Il valore della Mancanza. E’ da essa che nasce il desiderio.

Il tempo sospeso dell’isolamento a cui siamo costretti, l’assenza di impegni esterni a cui dedicarci, la lentezza di giornate passate senza le più comuni distrazioni sociali ci hanno posto, volenti o nolenti, di fronte ad uno stato d’animo che sembrava quasi sepolto, perso fra gli innumerevoli stimoli di una vita frenetica: il senso di mancanza. La più banale interazione sociale – prendere un caffè con un amico – impedita, il più semplice dei gesti – un abbraccio – evitato. Tutto ciò che sembrava scontato, all’improvviso non lo è stato più.

Ogni evento che accade, però, anche di quelli più disastrosi, ha sempre un lato positivo che nasconde, un segreto insegnamento da donarci.

Se l’assenza ha appesantito le nostre anime e ci ha costretti a convivere con un sentimento, il senso di solitudine, che fin troppo speso siamo abituati a rifuggire, d’altra parte ha avuto anche un effetto positivo: farci riscoprire il desiderio.
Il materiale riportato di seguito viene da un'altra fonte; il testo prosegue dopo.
Issue #465, opened 2017-10-27
[Validator] Detect circular references from instance to instance


ewoutkramer:

marcovisserFurore:
This issue has been marked as stale because it has not had recent activity. It will be closed if no further activity occurs. Thank you  for your contributions.

cknaap:
@marcovisserFurore :I'm afraid VONK-3044 was waiting for this issue to be solved.

PR #1012, opened 2019-06-24
Detect circular references from instance to instance

gstoian:
#465 
The check for circular references takes in consideration the profile and the reference as a pair. Had to adapt the IBucket to pass the list of validated references through the validation flow.
Simple unit test included.


src/Hl7.Fhir.ElementModel/ScopedNode.cs
```diff
@@ -40,155 +26,31 @@ public ScopedNode(ITypedElement wrapped)
...
         }
 
-        public IEnumerable<ITypedElement> Children(string name = null) =>
-            Current.Children(name).Select(c => new ScopedNode(this, this.ParentResource, c));
+        public override IEnumerable<ITypedElement> Children(string name = null) =>
+            Current.Children(name).Select(c => new ScopedNode(this as ScopedNode, this.ParentResource, c));
+    }
+
+
+    public interface IBundledResource
```
ewoutkramer: Did we have this interface before? Why is this introduced?

src/Hl7.Fhir.Specification/Validation/TypeRefValidationExtensions.cs
```diff
@@ -156,16 +160,22 @@ internal static OperationOutcome ValidateResourceReference(this Validator valida
...
                 // references to external entities will operate within a new instance of a validator (and hence a new tracking context).
                 // In both cases, the outcome is included in the result.
-                OperationOutcome childResult;
-
+                OperationOutcome childResult = new OperationOutcome();
+                
                 if (encounteredKind != ElementDefinition.AggregationMode.Referenced)
                 {
-                    childResult = validator.Validate(referencedResource, typeRef.TargetProfile, statedProfiles: null, statedCanonicals: null);
+                    var validatedProfiles = referencedResource is ScopedNodeWrapper sn ? sn.ValidatedProfiles : null;
```
ewoutkramer: I do not understand this bit, maybe you can explain this on a call?

src/Hl7.Fhir.ElementModel/ScopedNode.cs
gstoian: ScopedNode had a public nested class BundledResource, which was moved now into BaseScopedNode. I think when I tried first to use an interface instead of the abstract class I needed the IBundledResource. now that we are using the BaseScopedNode abstract class, the IBundledResourcecan interface can be removed for the moment.

src/Hl7.Fhir.Specification/Validation/TypeRefValidationExtensions.cs
gstoian: referencedResource could in theory be also ScopedNode (actually anything that inherits form BaseScopedNode). I don't think it will ever be anything other than ScopedNodeWrapper, but I still wanted to be sure. 

Even so, the `: null` is definitely wrong given the next line of code. I'll change it.

gstoian:
This needs to be included in v1.5, so I created a new PR with a branch created from 1.x.

https://github.com/FirelyTeam/fhir-net-api/pull/1171

PR closed

Issue #631, opened 2018-07-02
Give more details when encountering unparseable LastModified header


ewoutkramer:
FhirClient throws a pretty generic "String was not recognized as a valid DateTime", we could include a reference to the header being parsed.

See:
https://chat.fhir.org/#narrow/stream/15-dotnet/subject/String.20not.20recognized.20as.20valid.20DateTime

ewoutkramer:
Since chat.fhir.org got updated, this is the new link: https://chat.fhir.org/#narrow/stream/179171-dotnet/topic/String.20not.20recognized.20as.20valid.20DateTime

PR #1014, opened 2019-06-25
Explicit exception when converting header string to datetime 

gstoian:
#631 
Fixed: made the exception more clear for NETSTANDARD1_1

### DIFF
--- a/src/Hl7.Fhir.Core/Rest/HttpToEntryExtensions.cs
+++ b/src/Hl7.Fhir.Core/Rest/HttpToEntryExtensions.cs
@@ -46,7 +46,13 @@ namespace Hl7.Fhir.Rest
 
 #if NETSTANDARD1_1
             if (!String.IsNullOrEmpty(response.Headers[HttpUtil.LASTMODIFIED]))
-                    result.Response.LastModified = DateTimeOffset.Parse(response.Headers[HttpUtil.LASTMODIFIED]);
+            {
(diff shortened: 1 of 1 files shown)


src/Hl7.Fhir.Core/Rest/HttpToEntryExtensions.cs
```diff
@@ -46,7 +46,13 @@ internal static Bundle.EntryComponent ToBundleEntry(this HttpWebResponse respons
 
 #if NETSTANDARD1_1
             if (!String.IsNullOrEmpty(response.Headers[HttpUtil.LASTMODIFIED]))
-                    result.Response.LastModified = DateTimeOffset.Parse(response.Headers[HttpUtil.LASTMODIFIED]);
+            {
+                DateTimeOffset dateTimeOffset = new DateTimeOffset();
+                bool success = DateTimeOffset.TryParse(response.Headers[HttpUtil.LASTMODIFIED], out dateTimeOffset);
+                if (!success)
+                    throw new FormatException($"String \"{response.Headers[HttpUtil.LASTMODIFIED]}\" was not recognized as a valid DateTime");
```
ewoutkramer: The error message should mention that this error was found while parsing the LastModified header, otherwise we're still not providing more context ;-)

ewoutkramer: Such a trivial issue, I fixed it for you.

PR #1036, opened 2019-07-09
fix: function ToString(0 was in R4, but not in STU3 yet

marcovisserFurore:


ewoutkramer:
The check failed because of Azure malfunction.  Marco reran this build here: https://firely.visualstudio.com/fhir-net-api/_build/results?buildId=4119

ewoutkramer:
Should be OK to pull.

Issue #900, opened 2019-03-06
[FhirPath] Add support for defining your own %variables


ewoutkramer:

kennethmyhra:
The thought is that this can better the readability and the process of writing longer FhirPath expressions.

Example with support for defining your own variables:
```
%relatedPersons	- List of RelatedPerson
%patient	- Patient

iif(%relatedPersons.where(relationship.where(coding.where(code = 'represents' and system = 'http://terminology.ehelse.no/CodeSystem/RoleCode'))).exists(), 
	// true part
	%relatedPersons.where(relationship.where(coding.where(code = 'represents' and system = 'http://terminology.ehelse.no/CodeSystem/RoleCode'))).identifier.where(system = 'http://terminology.fhir.org/CodeSystem/MRN').value
,
	// false part
	%patient.identifier.where(system = 'http://terminology.fhir.org/CodeSystem/MRN').value
)
```

Example without support for defining your own variables, reading from a Bundle:
```
iif(entry.where(resource.relationship.where(coding.where(code = 'represents' and system = 'http://terminology.ehelse.no/CodeSystem/Relationship'))).exists(),
	// true part
	entry.where(resource.relationship.where(coding.where(code = 'represents' and system = 'http://terminology.ehelse.no/CodeSystem/Relationship'))).resource.identifier.where(system = 'http://terminology.fhir.org/CodeSystem/MRN').value
,
	// false part
	entry.where(resource is Patient).resource.identifier.where(system = 'http://terminology.fhir.org/CodeSystem/MRN').value
)
```

ewoutkramer:
Yes, and we  need to find a way to provide the value of these things for every call to the evaluator.  I know we discussed doing this using the FpInit (which initialises the symbol table also used for functions) but I realized that's actually wrong, since you do that only once.  So we indeed need a separate way to pass environment variables into the FP evaluator, separate from the predefined ones in the spec.

brianpos:
The fhirpath engine has full support for this already - I've been using it in the SDC processing for some time.
Create a new SymbolTable and pass the base symbolTable in the constructor, then call addVar() to include your variables.
If you need to add in arrays of values, this works too.
``` c#
public static void AddVariable(Hl7.FhirPath.Expressions.SymbolTable table, string name, IEnumerable<ITypedElement> value)
{
    table.Add(name, () => { return value; });
}
```

kennethmyhra:
[...]

PR #1037, opened 2019-07-10
Support variables either internally or externally

brianpos:
#900 Support adding your own variables
There are still a few gotcha's with this, e.g. you shouldn't be doing this with the default symbol table, unless you're wanting to, such as with %ucum
Both modes of use work with CompiledExpression, and only resolve the value at execution time, not plan creation time.
The internal variables are provided through a dictionary in the symbol table, that works through the parent chains, or through external variables via a callback func on the lowest symbol table to resolve the names, and a callback func on the EvaluationContext to retrieve the actual value.


brianpos:
The caching would need to be associated with the SymbolTable rather than global, then caching that would be fine too.

ewoutkramer:
Per our (offline) discussion, will defer this PR until we have discussed the design of the unified engine for mapping + fhirpath, at which time we may re-open.

Issue #1067, opened 2019-08-06
SnapshotGenerator: fix incorrect root element base


wmrutten:
In some circumstances, the SnapshotGenerator raises the `PrepareElement` event with an incorrect base element for the root. Specifically, when expanding a custom Extension definition, the root element is sometimes mapped to `Element`, instead of `Extension`.

wmrutten:
In some circumstances (e.g. recursive profile references), the `SnapshotGenerator` class could leak internal annotations to the caller. This was caused by `DeepCopy` clone operations, which also perform a shallow (!) copy of the annotations on the source element.
Specifically, the `DifferentialTreeConstructor.MakeTree()` method would always clone all the element definitions in the specified differential. The copied annotations could potentially corrupt subsequent snapshots.
Method `MakeTree` has been updated to return the original `ElementDefinition` instances (cloning is not necessary, as the SnapshotGenerator never modifies diff elements). Also, the `SnapshotGenerator` now properly cleans up temporary internal annotations before returning to the caller.

PR #1068, opened 2019-08-06
fix: #1067 Incorrect root element base

wmrutten:
Fix for #1067 - Never expose/leak temporary internal annotations


ewoutkramer:
Included in #1089

PR #1088, opened 2019-08-29
Fix #1051 SnapshotGenerator R4 type slicing

### LINKED ISSUE #1051: R4: Update snapshot generator for type slicing
Update the snapshot generator implementation according to changes discussed with Grahame at DevDays US in Redmond.

Specifically, type slice in snapshot should *always* include slicing component. Slicing component may be omitted from the differential (implicit/redundant for type slice); in that case, the generator should emit a default type slicing component to the snapshot.

WARNING! R4 API packages did NOT process type slices correctly. Once this has been fixed, customers will have to re-generate some existing snapshots.

wmrutten:


wmrutten:
Woops, way too many commits... Going to retry merging this fix into develop-1.x/r4 using cherry picking.

PR #1115, opened 2019-09-18
Clarify that the data should be converted to DateTimeOffset instead

vadi2:
Clarify that the data should be converted to DateTimeOffset instead subtly via a link to documentation on how to do it. 

It's not immediately obvious what the depreciation message is suggesting:

image


marcovisserFurore:
PRs are never from master, but always from develop*. I changed the base branch from `master-stu3` to `develop-1.x/stu3`

vadi2:
Thanks!

Issue #2966, opened 2024-11-14
Avoid calling FindOrImport on ModelInspector


ewoutkramer:
When we will have manually-created classmappings, these will not necessarily be represented using their own POCO anymore (e.g. custom resources, which are represented by DynamicResource) - this means that we will need to be consistent and lookup ClassMappings by their name (which can be a custom type), not their class (which will often by one of the Dynamic types). 

This also means we should avoid FindOrImport, since not everything is based on a class. This then means we cannot "import" types as we find them, but rather we should have them all (lazily) present in the ModelInspector. This is already true for all the main POCOs (since we scan the assemblies), but it might not be true for Backbone types (I am not sure).

Also, this means we will no longer be able to discover satellite types via shared types, if we only load the shared types in the modelinspector initially. I think this is a good thing, since that only causes problems: we don't know the current FHIR version if we are reflecting on a shared type.  But it does place the requirement on the user that all assemblies be loaded into the ModelInspector.  Which I think is only fair.

ewoutkramer:
There is more to this than meets the eye. We still need FindOrImport to create mappings for all the Code<T> as they are encountered. And it is probably still used for the backbone types. That last one is easy to fix, but I am not too sure about the Code<T>.  Also, we're talking about to usecases here:

* We're reflecting on the ACTUAL types in POCO's. We should be able to call FindOrImport, instead of by name, as these types do never have a custom type name, so this won't conflict in the mappings
* We're trying to link from a property to a custom type. We have no facilities for doing this in PropertyMapping currently, but this should go via the lookup by name, not type (as the actual type, DynamicXXX, is ambiguous).

PR #3519, opened 2026-06-11
Support custom resources and datatypes in ClassMapping/ModelInspector

### LINKED ISSUE #2850: Change ClassMappings so it can support custom resources
As part of our effort to support "custom resources" through Pocos (and more specifically through the new DynamicResource/DynamicDataType), we will need a way to provide metadata about these resources so they can be parsed and serialized. Custom resources are useful in general for supporting data that does not have an equivalent in FHIR (yet), but also to add new elements for newer, in-preview versions of FHIR (or even IGs), without having to generate a full new version of the SDK for it.

Currently, the ClassMappings are constructed by reflecting on the POCO's, but by definition DynamicResources will not have any static reflectable type information, so the information should be supplied by the user.  In fact, we have an existing mechanism for that,  `IStructureDefinitionSummary` which was designed to support the `ITypedElement` subsystem. The current ClassMappings implement `IStructureDefinitionSummary`, so there is already a strong link between the two abstractions. Whatever we do, the new capabilities shoul;d still support `IStructureDefinitionSummary`, so the ITypedElement stack can be retained.

I have done a quick survey over the metadata that the serializers & parsers need, and it looks to me that none of it is inherently tied to reflection, even the generated getters/setters could be rewritten to use IDictionary (if we so choose), and thus be re-useable across resources and dynamic resources. 

Note that the POCO's should be prepared for this change to use something akin `IDictionary` (not only `IReadonlyDictionary`) so the (de)serializers can treat poco's and dynamic resources uniformly and so they can deal with overflow elements. This is a separate task (TODO: add a link to that separate task once created).

ewoutkramer:
## Summary

Enables registering `ClassMapping`s for custom resources and datatypes (backed by `DynamicResource`/`DynamicDataType`) with the `ModelInspector`, expressed purely in the domain language of the mapping classes (`Type`, `ClassMapping`, `PropertyMapping`). Supersedes #3489, which leaked `ITypeSerializationInfo` into the public mapping API.

The core modeling change: with custom types, a .NET `Type` no longer identifies a FHIR type (all custom types share the same dynamic .NET type), so:

- `PropertyMapping` gains **`FhirTypeMappings`**, the authoritative (lazily resolved) list of the element''s types as `ClassMapping`s. The legacy `FhirType` (`Type[]`) remains as a compatibility facade, but degrades to the native dynamic types for custom choices (documented on the property). `buildTypes`/`GetInstantiableType`/`PromoteToList` now work off `FhirTypeMappings`.
- A new constructor builds a custom `PropertyMapping` from the property `Type` and the `ClassMapping`s of its (choice) types - no serialization-infrastructure types in the signature, and the `IElementDefinitionSummary.Type` cache stays a cache.
- Custom mappings register by **name/canonical only**, never in the by-type index. `ModelInspector` gains instance-aware `FindClassMapping(Base)`/`FindOrImportClassMapping(Base)` honoring `IDynamicType.DynamicTypeName`.
- `ClassMapping.IsAbstract` can be set explicitly for mappings whose native type does not reflect the FHIR type''s abstractness.

## Consumer fixes (so custom type identity survives end-to-end)

- The JSON/XML (de)serializers, `PocoElementNode`, `PocoNode` and the poco validator resolve mappings instance-aware, or directly from the declared `PropertyTypeMapping` instead of roundtripping through the .NET type (which silently degraded custom types to their generic dynamic mapping).
- `IElementDefinitionSummary.Type` references are always by type *name* (never canonical), since consumers match them against choice-element type suffixes.

## Validation

- `AllowedTypesAttribute` gains name-based matching (`TypeNames`), since `Type[]` cannot express custom choice types; `Types` and `TypeNames` act as a union when combined. Choice `PropertyMapping`s built from custom types synthesize this validation automatically, so the metadata and the validation rule cannot drift apart.
- The attribute validator now validates custom properties normally and accepts registered custom resources and open-choice custom datatypes, while still reporting unknown elements (including unrecognized elements *on* a custom class) and unregistered dynamic resources.

## Testing

- New tests build a custom datatype plus a custom resource with a backbone and a choice element (one choice being the custom datatype) through the public API only, then assert the `IStructureDefinitionSummary` surface, full JSON **and** XML parse/serialize roundtrips (including dynamic type identity of parsed values), typed-element navigation, and a validation matrix (allowed/disallowed/unregistered choice types, open choices, cardinality, unknown elements, unknown resource types, mixed `Types`+`TypeNames`).
- Regression sweeps green: Hl7.Fhir.Support.Tests (500), Hl7.Fhir.Support.Poco.Tests (552), Hl7.Fhir.ElementModel.STU3.Tests (70), R4 validation tests (41), full Hl7.Fhir.Serialization.STU3.Tests (13,404).

## Out of scope

- The StructureDefinition-summary -> ClassMapping translation lives downstream (Firely Server) on top of this API. Note for that implementation: set `Order` on every custom `PropertyMapping`, since XML serialization orders elements by it.
- Type hierarchies for custom types (`baseDefinition`) and `urn:` canonicals.

Closes #2850

### DIFF
--- a/src/Hl7.Fhir.Base/ElementModel/PocoElementNode.cs
+++ b/src/Hl7.Fhir.Base/ElementModel/PocoElementNode.cs
@@ -31,7 +31,7 @@ namespace Hl7.Fhir.ElementModel
         {
             Current = root;
             _inspector = inspector;
-            _myClassMapping = _inspector.FindOrImportClassMapping(root.GetType())!;
+            _myClassMapping = _inspector.FindOrImportClassMapping(root)!;
 
             InstanceType = ((IStructureDefinitionSummary)_myClassMapping).TypeName;
             Definition = ElementDefinitionSummary.ForRoot(_myClassMapping, rootName ?? root.TypeName);
@@ -46,10 +46,7 @@ namespace Hl7.Fhir.ElementModel
             Current = instance;
             _inspector = inspector;
 
-            var instanceType = definition.Choice != ChoiceType.None
-                ? instance.GetType()
-                : determineInstanceType(definition);
-            _myClassMapping = _inspector.FindOrImportClassMapping(instanceType)!;
+            _myClassMapping = determineInstanceMapping(instance, definition);
             InstanceType = ((IStructureDefinitionSummary)_myClassMapping).TypeName;
             Definition = definition;
 
@@ -58,9 +55,15 @@ namespace Hl7.Fhir.ElementModel
             ShortPath = shortPath;
         }
 
-        private Type determineInstanceType(PropertyMapping definition)
+        private ClassMapping determineInstanceMapping(Base instance, PropertyMapping definition)
         {
-            if (!definition.IsPrimitive) return definition.PropertyTypeMapping.NativeType;
+            // For a choice element, the instance determines the type. For other elements we use the
+            // declared type, which we already have as a mapping - note that going through the .NET
+            // type here instead would lose the identity of custom types, since these all share
+            // the same (dynamic) .NET type.
+            if (definition.Choice != ChoiceType.None)
+                return _inspector.FindOrImportClassMapping(instance)!;
+            if (!definition.IsPrimitive) return definition.PropertyTypeMapping;
             throw new NotSupportedException(
                 $"Encountered unexpected primitive type {Name} for PocoElementNode.InstanceType.");
         }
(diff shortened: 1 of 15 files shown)


ewoutkramer:
Closes #2892. Closes #2966.

andrzejskowronski (approved):

PR #3525, opened 2026-06-17
Optimize serialization locking

### LINKED ISSUE #3453: Excessive locking while deserializing
NCQA reported that if you parrallelize deserialization, there is lock contention on the global lock on `SetAnnotation`. This raises some questions:

* Why is the deserializer calling SetAnnotation?  There is certainly an option to annotate the deserialized instance with encountered errors and position information, but I thought this was off by default. Let's check.
* A global lock is not necessary, as we only need to make sure each instance's annotation list is protected, so this could be more localized. Or maybe replaced by a ConcurrentDictionary/CuncurrentBag/ConcurrentList.

andrzejskowronski:
## Description
Specializes AnnotationList with non-locking update implementation on top of the existing ConcurrentDictionary, provides default locking implementation on the instance itself.

## Related issues
Fixes #3453

### DIFF
--- a/src/Hl7.Fhir.Base/Utility/AnnotationList.cs
+++ b/src/Hl7.Fhir.Base/Utility/AnnotationList.cs
@@ -38,7 +38,7 @@ public class AnnotationList : IAnnotatable, IEnumerable<object>
     }
 
     /// <summary>
-    /// Add an annotation to the list, possibly replacing an existing one.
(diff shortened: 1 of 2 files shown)


cknaap (approved):
Looks good. Maybe @ewoutkramer still wants to comment on the new IAnnotatable member. I like it.

ewoutkramer (approved):

PR #3531, opened 2026-06-24
Fix serialization base64 size limits

### LINKED ISSUE #3501: System.Text.Json serialization limit hit when serializing large base64 document content
We're encountering System.Text.Json's 125MB serialization limit when working with FHIR resources that contain large base64-encoded document content.
                                                                                                                                                                                                                                         
### **Problem**                                                                                                                                                                                                                                
                                                                                                                                                                                                                                         
The Firely SDK uses System.Text.Json for serialization and converts base64 byte arrays to strings. System.Text.Json has a hard limit on string value length during serialization, which causes failures when document content is large.
                  
###   **Background**                                                                                                                                                                                                                             
                  
System.Text.Json removed the base64 length limit for byte arrays in this PR: https://github.com/dotnet/runtime/pull/85334                                                                                                              
                  
However, since the Firely SDK converts base64 bytes to strings before serialization, this fix doesn't apply. The string length limit still triggers.                                                                                   
                  
We've added context about this issue affecting production workloads in the original System.Text.Json issue: https://github.com/dotnet/runtime/issues/39953                                                                             
                  
###   **Request**                                                                                                                                                                                                                                
                  
Could the SDK be updated to leverage the byte array serialization path (which no longer has the limit) rather than converting to strings? Or alternatively, is there another approach that would avoid hitting this limit?             
                  
###   **Environment**                                                                                                                                                                                                                            
  - Firely SDK version: **6.1.1**
  - .NET version: **8**

andrzejskowronski:
## Description

This pull request addresses an issue with serializing large Base64 strings in FHIR primitives by improving how binary data is handled during JSON serialization. The main focus is to avoid limitations in `System.Text.Json` when serializing large Base64 strings.

**Improvements to FHIR primitive serialization:**

* Updated `serializeFhirPrimitive` in `BaseFhirJsonSerializer.cs` to pass the underlying byte array of `Base64Binary` values directly to the serializer, bypassing the 125MB limitation of `System.Text.Json` for strings.
* Enhanced `SerializePrimitiveValue` to handle `byte[]` values by writing them as Base64 strings using `WriteBase64StringValue`, ensuring proper serialization of binary data.

## Related issues
Fixes #3501

### DIFF
--- a/src/Hl7.Fhir.Base/Serialization/BaseFhirJsonSerializer.cs
+++ b/src/Hl7.Fhir.Base/Serialization/BaseFhirJsonSerializer.cs
@@ -14,8 +14,10 @@ using Hl7.Fhir.Model;
 using Hl7.Fhir.Utility;
 using System;
 using System.Buffers;
+using System.Buffers.Text;
 using System.Collections.Generic;
 using System.Linq;
+using System.Text;
 using System.Text.Json;
 
 namespace Hl7.Fhir.Serialization;
@@ -187,7 +189,7 @@ public class BaseFhirJsonSerializer(ModelInspector inspector)
                     writeStartArray(elementName, numNullsMissed, writer);
                 }
 
-                SerializePrimitiveValue(value.JsonValue, writer);
+                SerializePrimitiveValue(value, writer);
             }
             else
             {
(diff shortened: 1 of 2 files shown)


src/Hl7.Fhir.Base/Serialization/BaseFhirJsonSerializer.cs
```diff
@@ -253,13 +254,23 @@ private void serializeFhirPrimitive(string elementName, PrimitiveType value, Utf
         {
             // Write a property with 'elementName'
             writer.WritePropertyName(elementName);
-            SerializePrimitiveValue(value.JsonValue, writer);
+            SerializePrimitiveInternal(value, writer);
```
ewoutkramer: This evades calling SerializePrimitive(). This is an overloadable function so subclasses can customize serialization. By circumventing this for Base64Binary we (unexpectedly) take away a customization path.

What I *should* have done is have SerializePrimitive take a `PrimitiveType` as a paramter, instead of object.  Maybe we can still do that -> a new overload that (for the non-special case) still calls the older overload.

ewoutkramer (changes requested):

src/Hl7.Fhir.Base/Serialization/BaseFhirJsonSerializer.cs
andrzejskowronski: Yes, that was the issue I was having, don't mind making this one public and virtual to make it overridable too

ewoutkramer: rite!

ewoutkramer (approved):

PR #3537, opened 2026-06-29
Ensure PropertyMapping gets Code<T> for the PropertyTypeMapping

andrzejskowronski:
## Description
This pull request updates how `Code<T>` types are handled in property mapping and serialization/deserialization, ensuring that the exact generic type is used rather than the base `Code` type.

**Property Mapping Improvements:**

* Updated `determineMappingType` in `PropertyMapping.cs` to return the exact generic type for `Code<T>` instead of the base `Code` type, ensuring proper class mapping and instance creation.

**Test Updates and Additions:**

* Added a new unit test `TestDeserializeCodeOfTIntoPoco` in `FhirJsonDeserializationTests.cs` to verify that deserialization of a resource with a `Code<T>` property results in the correct generic type and value.
* Updated `GetClassMappingForProperty` test in `PropertyMappingTest.cs` to expect the `PropertyTypeMapping.Name` for `ContactPoint.System` to be the specific generic type (`codeOfT<Hl7.Fhir.Model.ContactPoint+ContactPointSystem>`) instead of just `code`

### DIFF
--- a/src/Hl7.Fhir.Base/Introspection/PropertyMapping.cs
+++ b/src/Hl7.Fhir.Base/Introspection/PropertyMapping.cs
@@ -405,9 +405,11 @@ public class PropertyMapping : IElementDefinitionSummary
         if (typeof(Enum).IsAssignableFrom(implementingType))
             return typeof(Enum);
 
+        // To ensure CreateInstance indeed creates pocos that fit the expected property values, we need to return the
+        // implementing type, so PropertyMapping.PropertyTypeMapping will link to the exact ClassMapping needed
         // For all Code<T>, we use the mapping for Coding
-        if (implementingType.IsConstructedGenericType && implementingType.GetGenericTypeDefinition() == typeof(Code<>))
-            return typeof(Code);
+        // if (implementingType.IsConstructedGenericType && implementingType.GetGenericTypeDefinition() == typeof(Code<>))
+        //     return typeof(Code);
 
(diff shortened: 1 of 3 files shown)


src/Hl7.Fhir.Base/Introspection/PropertyMapping.cs
```diff
@@ -405,9 +405,11 @@ private static Type determineMappingType(Type[]? overridingTypes, Type implement
         if (typeof(Enum).IsAssignableFrom(implementingType))
             return typeof(Enum);
 
+        // To ensure CreateInstance indeed creates pocos that fit the expected property values, we need to return the
```
ewoutkramer, line 408: This changes the external behaviour of PropertyTypeMapping. This property has returned `Code` and not `Code<T>` for years - and 3rd party tools (like Brian P.'s tooling) will almost certainly depend on the behaviour.

Indeed, we ourselves, depend on this in the PocoNode:

```
           _myClassMapping = determineInstanceMapping(instance, definition);
            InstanceType = ((IStructureDefinitionSummary)_myClassMapping).TypeName;
```

So, even PocoNode.InstanceType will change name (maybe this was the effect you wanted, but still).

You can see that public effect clearly in the changed unit test below.

All in all, I think this is a breaking change that we cannot make.

ewoutkramer (changes requested):

andrzejskowronski:
We'll shelve it for now to not break the expectations of current behavior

In un’epoca, come la nostra, dove tutto è a portata di click – persino una relazione amorosa – la potenza costruttiva del desiderio era andata perduta. Riscoprirne l’etimologia ci aiuta a capire ancora di più la sua forza: questo termine deriva dal latino e risulta composto dalla preposizione de- che in latino ha sempre un’accezione negativa e dal termine sidus che significa, letteralmente, stella. Desiderare significa, quindi, letteralmente, “mancanza di stelle”, di quei buoni presagi, dei buoni auspici e quindi per estensione questo verbo ha assunto anche l’accezione corrente, intesa come percezione di una mancanza e, di conseguenza, come sentimento di ricerca appassionata.[1]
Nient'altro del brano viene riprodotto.